Return every line from the listing where the word "message" occurs.
· · · · · · ·
PR #1048, opened 2023-12-01
Improve PreTrainedModelWrapper._get_current_device

billvsme:
If using ```dummy_accelerator = Accelerator()```, it will cause the ```ACCELERATE_USE_DEEPSPEED``` environment variable to be set in advance, resulting in the regeneration of ```DeepSpeedPlugin``` and causing a change in the type of ```trainer.accelerator.state.deepspeed_plugin.hf_ds_config```
 [source code: regeneration DeepSpeedPlugin](https://github.com/huggingface/accelerate/blob/3499cf25aa431ed3eeb7969f1d9b501ef20d0911/src/accelerate/accelerator.py#L284-L292)
[source code: HfTrainerDeepSpeedConfig  -> HfDeepSpeedConfig ](https://github.com/huggingface/accelerate/blob/3499cf25aa431ed3eeb7969f1d9b501ef20d0911/src/accelerate/utils/dataclasses.py#L600)

which may lead to errors similar to https://github.com/microsoft/DeepSpeed/issues/3733, https://github.com/hiyouga/LLaMA-Factory/issues/286. If this situation occurs, it will be difficult to identify the problem. It feels that using the ```LOCAL_RANK``` environment variable may be a better approach.

### DIFF
--- a/trl/models/modeling_base.py
+++ b/trl/models/modeling_base.py
@@ -18,7 +18,7 @@ from copy import deepcopy
 
 import torch
 import torch.nn as nn
-from accelerate import Accelerator
+from accelerate import PartialState
 from huggingface_hub import hf_hub_download
 from huggingface_hub.utils import EntryNotFoundError, HFValidationError, LocalEntryNotFoundError
 from safetensors.torch import load_file as safe_load_file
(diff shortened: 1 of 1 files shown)


lvwerra:
Maybe @muellerzr would know if this is a viable alternative? Otherwise I can also try to double check myself.

trl/models/modeling_base.py
```diff
@@ -386,18 +386,18 @@ def _get_checkpoint_from_hub(
...
                 The current device.
         """
-        local_rank = int(os.environ.get('LOCAL_RANK', '0'))
+        state = PartialState()
         if is_xpu_available():
-            return f"xpu:{local_rank}"
+            return f"xpu:{state.local_process_index}"
         else:
-            return local_rank if torch.cuda.is_available() else "cpu"
+            return state.local_process_index if torch.cuda.is_available() else "cpu"
```
muellerzr, line 400: This whole thing can be replaced with `state.local_process_index` unless `xpu` is needed.

muellerzr: I'd say that can be in another PR then just to keep things isolated a bit :) LG2M then!

muellerzr (approved):

lvwerra (approved):

muellerzr:
@billvsme ideally can you run it again and verify this fixes the problem with `PartialState()`? (want to make sure we're not in the same position)

billvsme:
@muellerzr Yes, solved. (I changed a annotation after you approved and submitted it once)

PR #1049, opened 2023-12-01
Fix DPOTrainer + PEFT 2

rdk31:
The same problem as described in #877, just with the reference model.


kashif (approved):
Nice! thank you! makes it clearer as well

PR #1052, opened 2023-12-02
enable multiple eval datasets

peter-sk:
The standard Trainer class from the transformers library (and the documentation of SFTTrainer) allow for multiple validation datasets to be passed as a dictionary from dataset name to dataset.

This does not work however in current SFTTrainer code. This PR fixes this.

### DIFF
--- a/trl/trainer/sft_trainer.py
+++ b/trl/trainer/sft_trainer.py
@@ -241,17 +241,22 @@ class SFTTrainer(Trainer):
                 chars_per_token,
             )
         if eval_dataset is not None:
-            eval_dataset = self._prepare_dataset(
-                eval_dataset,
-                tokenizer,
-                packing,
-                dataset_text_field,
-                max_seq_length,
-                formatting_func,
-                infinite,
-                num_of_sequences,
-                chars_per_token,
-            )
+            _multiple = isinstance(eval_dataset, dict)
+            _eval_datasets = eval_dataset if _multiple else {"singleton": eval_dataset}
+            for _eval_dataset_name, _eval_dataset in _eval_datasets.items():
+                _eval_datasets[_eval_dataset_name] = self._prepare_dataset(
+                    _eval_dataset,
+                    tokenizer,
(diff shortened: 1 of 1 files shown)


pop-srw:
I have the same problem. When multiple eval datasets were pass as dict, It cause an error in dataset.map https://github.com/huggingface/trl/blob/a60ceefa694d62565789b03e8fa35244bc46c9ba/trl/trainer/sft_trainer.py#L379
I think this PR is really useful.

peter-sk:
> I have the same problem. When multiple eval datasets were pass as dict, It cause an error in dataset.map
> 
> https://github.com/huggingface/trl/blob/a60ceefa694d62565789b03e8fa35244bc46c9ba/trl/trainer/sft_trainer.py#L379
> 
> I think this PR is really useful.

Yes, exactly this. And this error occurs naturally both when using packing and when not.

lvwerra (approved):
Looks good to me but I'll let @younesbelkada have a look as well!

lvwerra:
If you could add a test for this that would be awesome!

peter-sk:
@lvwerra 
Sure, I can add a test. Are there any guidelines for this? I have tried it for transformers, but not for trl. Any hints are appreciated!

peter-sk:
@lvwerra 
I added a test.

peter-sk:
@lvwerra @younesbelkada 
Just a careful push :-)

younesbelkada (approved):
Looks great to me, thanks for this contribution!

younesbelkada:
@peter-sk the tests are taking forever, I think that something went wrong with the test you designed, can you please have a quick look?

peter-sk:
@younesbelkada 
I guess the training dataset was getting iterated (for hundreds of thousands of iterations).
Now, I am using twice the evaluation dataset. This test works fine in my machine.
I also downsized the test.

younesbelkada (approved):
Thanks again!

PR #1062, opened 2023-12-05
Update doc for the computer_metrics argument of SFTTrainer

albertauyeung:
The `compute_metrics` argument defaults to `None` in the `SFTTrainer` class, but the docstring was inaccurate. This PR updates the descriptions of the argument to match the definition in the constructor.


lvwerra (approved):
Looks good to me. Also letting @younesbelkada have a look.

younesbelkada (approved):
Thanks for your contribution!

filippo82:
@lvwerra @younesbelkada does this apply to the `DPOTrainer` documentation too? Let me clarify: shall the [documentation](https://huggingface.co/docs/trl/dpo_trainer#trl.DPOTrainer.compute_metrics) of the `compute_metrics` parameter of the `DPOTrainer` say something like

> If not specified, only the XXX will be computed during evaluation.

?

filippo82:
@younesbelkada I just want to first dig a bit more into the code base to really understand what it should be expected 🙏🏻

PR #1067, opened 2023-12-06
Add missing `loss_type` in `ValueError` message

alvarobartt:
Hi to whoever is reading this! 🤗

## Description

This PR only adds the IPO loss within the available ones within the exception message of `ValueError` when `self.loss_type` is neither `hinge`, `sigmoid` or `ipo`.


younesbelkada (approved):
Thank you very much !

PR #1096, opened 2023-12-14
[Feature] Add Ascend NPU accelerator support 

statelesshz:
### What does this PR do?
Since npu already supports Transformer/Accelerate and Peft out of the box, this would be a good addition to run TRL out of the box on npu.

cc @younesbelkada and @lvwerra


statelesshz:
@younesbelkada @lvwerra I tried using `dpo.py` to do a sanity check on ascend [npu,](url) here is the training log: https://gist.github.com/statelesshz/4437ccec89c8f0d9df11444e8ca578cd

younesbelkada (commented):
Looks great thank you very much for adding the NPU support! can you run the styling checks? `make precommit`

statelesshz:
@younesbelkada Thanks for your reminder. CI is green:)

younesbelkada (approved):
Looks great!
· · · · · · ·
Answer below:
Add missing `loss_type` in `ValueError` message
This PR only adds the IPO loss within the available ones within the exception message of `ValueError` when `self.loss_type` is neither `hinge`, `sigmoid` or `ipo`.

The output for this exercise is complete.